EXERCISE => Of all the lines in the entries below, give again exactly those starting at the line containing "Browser Chrome 103" and ending at the line containing "- However, even", both ends included, and no others.

THE RECORDS =>
%%

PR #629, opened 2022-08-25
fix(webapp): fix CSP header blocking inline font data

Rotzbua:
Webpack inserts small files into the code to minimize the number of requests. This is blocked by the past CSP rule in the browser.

%%
%%

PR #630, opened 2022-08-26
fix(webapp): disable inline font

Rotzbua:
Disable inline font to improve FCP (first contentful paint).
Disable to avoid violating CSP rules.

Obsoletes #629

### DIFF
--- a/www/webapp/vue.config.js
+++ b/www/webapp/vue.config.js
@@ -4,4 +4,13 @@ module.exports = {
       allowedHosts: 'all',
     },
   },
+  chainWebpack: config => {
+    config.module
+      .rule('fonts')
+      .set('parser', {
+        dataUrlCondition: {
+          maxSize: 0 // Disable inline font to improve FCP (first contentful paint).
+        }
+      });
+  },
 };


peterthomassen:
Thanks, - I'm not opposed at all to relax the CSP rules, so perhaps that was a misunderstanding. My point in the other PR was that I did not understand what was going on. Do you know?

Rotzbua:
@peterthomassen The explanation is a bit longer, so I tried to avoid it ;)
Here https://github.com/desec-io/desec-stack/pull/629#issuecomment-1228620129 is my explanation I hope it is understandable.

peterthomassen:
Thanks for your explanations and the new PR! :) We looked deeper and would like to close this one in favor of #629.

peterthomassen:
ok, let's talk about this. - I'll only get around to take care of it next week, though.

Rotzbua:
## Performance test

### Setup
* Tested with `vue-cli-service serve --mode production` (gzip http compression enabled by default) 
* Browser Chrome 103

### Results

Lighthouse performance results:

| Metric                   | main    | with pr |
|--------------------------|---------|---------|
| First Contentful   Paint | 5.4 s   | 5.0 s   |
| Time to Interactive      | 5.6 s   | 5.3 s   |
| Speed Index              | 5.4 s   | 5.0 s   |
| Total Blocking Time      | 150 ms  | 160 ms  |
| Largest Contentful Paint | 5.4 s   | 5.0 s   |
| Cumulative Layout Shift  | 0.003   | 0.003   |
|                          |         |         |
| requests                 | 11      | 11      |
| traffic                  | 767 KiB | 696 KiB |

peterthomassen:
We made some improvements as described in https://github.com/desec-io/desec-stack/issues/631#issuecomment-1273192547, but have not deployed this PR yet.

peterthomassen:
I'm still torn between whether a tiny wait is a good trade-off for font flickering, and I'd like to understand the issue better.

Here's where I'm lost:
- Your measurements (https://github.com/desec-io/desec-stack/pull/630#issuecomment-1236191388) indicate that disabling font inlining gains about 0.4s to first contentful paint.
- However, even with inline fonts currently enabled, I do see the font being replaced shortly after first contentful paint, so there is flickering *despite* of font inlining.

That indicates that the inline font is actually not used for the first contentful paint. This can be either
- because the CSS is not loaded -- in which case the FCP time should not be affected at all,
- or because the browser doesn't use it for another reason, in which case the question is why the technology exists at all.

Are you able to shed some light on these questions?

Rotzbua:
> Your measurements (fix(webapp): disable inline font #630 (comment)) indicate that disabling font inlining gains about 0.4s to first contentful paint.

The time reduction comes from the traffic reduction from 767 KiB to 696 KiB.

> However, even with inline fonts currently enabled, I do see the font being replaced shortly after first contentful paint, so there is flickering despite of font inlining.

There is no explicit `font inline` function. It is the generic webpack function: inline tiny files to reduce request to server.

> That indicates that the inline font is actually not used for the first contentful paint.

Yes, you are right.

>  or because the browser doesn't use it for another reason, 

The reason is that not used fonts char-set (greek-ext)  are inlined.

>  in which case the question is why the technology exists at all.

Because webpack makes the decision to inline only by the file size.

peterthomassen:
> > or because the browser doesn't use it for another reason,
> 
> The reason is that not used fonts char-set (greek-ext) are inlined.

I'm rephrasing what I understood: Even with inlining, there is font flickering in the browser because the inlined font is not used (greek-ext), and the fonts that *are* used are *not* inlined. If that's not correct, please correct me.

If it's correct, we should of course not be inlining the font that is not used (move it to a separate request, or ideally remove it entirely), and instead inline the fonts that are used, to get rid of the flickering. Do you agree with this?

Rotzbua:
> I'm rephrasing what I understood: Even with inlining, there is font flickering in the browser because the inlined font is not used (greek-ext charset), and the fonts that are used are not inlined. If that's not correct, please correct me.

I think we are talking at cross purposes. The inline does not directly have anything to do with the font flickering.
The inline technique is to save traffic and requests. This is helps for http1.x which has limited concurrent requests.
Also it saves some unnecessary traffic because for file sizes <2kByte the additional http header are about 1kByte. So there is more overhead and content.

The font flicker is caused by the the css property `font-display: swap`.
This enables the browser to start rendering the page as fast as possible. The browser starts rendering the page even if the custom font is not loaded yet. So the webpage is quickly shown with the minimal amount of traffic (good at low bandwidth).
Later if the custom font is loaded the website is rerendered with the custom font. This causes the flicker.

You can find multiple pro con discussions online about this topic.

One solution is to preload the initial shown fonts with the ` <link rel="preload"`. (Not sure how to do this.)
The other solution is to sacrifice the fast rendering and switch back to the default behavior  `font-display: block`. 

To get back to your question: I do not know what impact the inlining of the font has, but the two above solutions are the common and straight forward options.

%%
%%

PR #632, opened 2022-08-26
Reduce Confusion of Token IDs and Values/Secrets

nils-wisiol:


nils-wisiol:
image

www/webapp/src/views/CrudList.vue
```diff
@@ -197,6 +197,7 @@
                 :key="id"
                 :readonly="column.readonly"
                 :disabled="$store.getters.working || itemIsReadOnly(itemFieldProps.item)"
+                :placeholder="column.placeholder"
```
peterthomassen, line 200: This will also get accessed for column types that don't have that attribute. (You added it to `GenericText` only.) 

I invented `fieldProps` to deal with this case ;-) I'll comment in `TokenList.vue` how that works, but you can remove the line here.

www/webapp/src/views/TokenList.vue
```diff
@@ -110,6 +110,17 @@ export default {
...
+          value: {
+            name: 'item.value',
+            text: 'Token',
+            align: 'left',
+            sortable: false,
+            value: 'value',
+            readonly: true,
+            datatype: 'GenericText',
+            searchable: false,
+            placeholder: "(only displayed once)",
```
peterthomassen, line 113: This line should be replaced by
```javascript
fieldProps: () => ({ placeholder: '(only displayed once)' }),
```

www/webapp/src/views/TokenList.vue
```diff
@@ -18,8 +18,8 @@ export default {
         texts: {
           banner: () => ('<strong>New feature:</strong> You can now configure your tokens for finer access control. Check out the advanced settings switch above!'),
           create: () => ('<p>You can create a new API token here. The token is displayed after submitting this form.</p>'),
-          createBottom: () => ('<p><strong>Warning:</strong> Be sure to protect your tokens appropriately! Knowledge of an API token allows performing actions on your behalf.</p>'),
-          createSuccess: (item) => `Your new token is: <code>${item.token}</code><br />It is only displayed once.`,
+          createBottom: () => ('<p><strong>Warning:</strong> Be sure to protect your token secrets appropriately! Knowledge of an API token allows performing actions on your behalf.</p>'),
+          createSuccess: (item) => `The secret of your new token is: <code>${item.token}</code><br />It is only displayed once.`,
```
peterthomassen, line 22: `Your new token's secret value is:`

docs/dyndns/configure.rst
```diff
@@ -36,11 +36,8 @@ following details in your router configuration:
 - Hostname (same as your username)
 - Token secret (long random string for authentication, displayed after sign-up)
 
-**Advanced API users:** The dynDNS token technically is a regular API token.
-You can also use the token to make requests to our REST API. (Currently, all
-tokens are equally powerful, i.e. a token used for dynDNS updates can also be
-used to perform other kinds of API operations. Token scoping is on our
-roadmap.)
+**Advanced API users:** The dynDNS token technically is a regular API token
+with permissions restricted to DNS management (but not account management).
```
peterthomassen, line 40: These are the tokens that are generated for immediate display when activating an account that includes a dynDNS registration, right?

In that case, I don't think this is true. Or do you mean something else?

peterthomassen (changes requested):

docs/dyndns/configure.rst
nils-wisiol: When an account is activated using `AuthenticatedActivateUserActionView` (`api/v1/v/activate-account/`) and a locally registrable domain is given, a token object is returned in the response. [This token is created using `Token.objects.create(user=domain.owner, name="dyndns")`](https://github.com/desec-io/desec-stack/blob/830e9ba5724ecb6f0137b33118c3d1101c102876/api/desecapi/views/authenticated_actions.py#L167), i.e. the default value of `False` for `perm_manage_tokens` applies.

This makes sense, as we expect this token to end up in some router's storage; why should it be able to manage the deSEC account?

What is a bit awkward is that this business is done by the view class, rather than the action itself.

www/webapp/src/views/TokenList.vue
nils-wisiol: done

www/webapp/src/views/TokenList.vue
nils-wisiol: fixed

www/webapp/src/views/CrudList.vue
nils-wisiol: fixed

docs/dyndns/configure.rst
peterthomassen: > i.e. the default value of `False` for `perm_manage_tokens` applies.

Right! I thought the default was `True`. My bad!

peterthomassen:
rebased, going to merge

%%

RESPONSE BELOW =>
* Browser Chrome 103

### Results

Lighthouse performance results:

| Metric                   | main    | with pr |
|--------------------------|---------|---------|
| First Contentful   Paint | 5.4 s   | 5.0 s   |
| Time to Interactive      | 5.6 s   | 5.3 s   |
| Speed Index              | 5.4 s   | 5.0 s   |
| Total Blocking Time      | 150 ms  | 160 ms  |
| Largest Contentful Paint | 5.4 s   | 5.0 s   |
| Cumulative Layout Shift  | 0.003   | 0.003   |
|                          |         |         |
| requests                 | 11      | 11      |
| traffic                  | 767 KiB | 696 KiB |

peterthomassen:
We made some improvements as described in https://github.com/desec-io/desec-stack/issues/631#issuecomment-1273192547, but have not deployed this PR yet.

peterthomassen:
I'm still torn between whether a tiny wait is a good trade-off for font flickering, and I'd like to understand the issue better.

Here's where I'm lost:
- Your measurements (https://github.com/desec-io/desec-stack/pull/630#issuecomment-1236191388) indicate that disabling font inlining gains about 0.4s to first contentful paint.
- However, even with inline fonts currently enabled, I do see the font being replaced shortly after first contentful paint, so there is flickering *despite* of font inlining.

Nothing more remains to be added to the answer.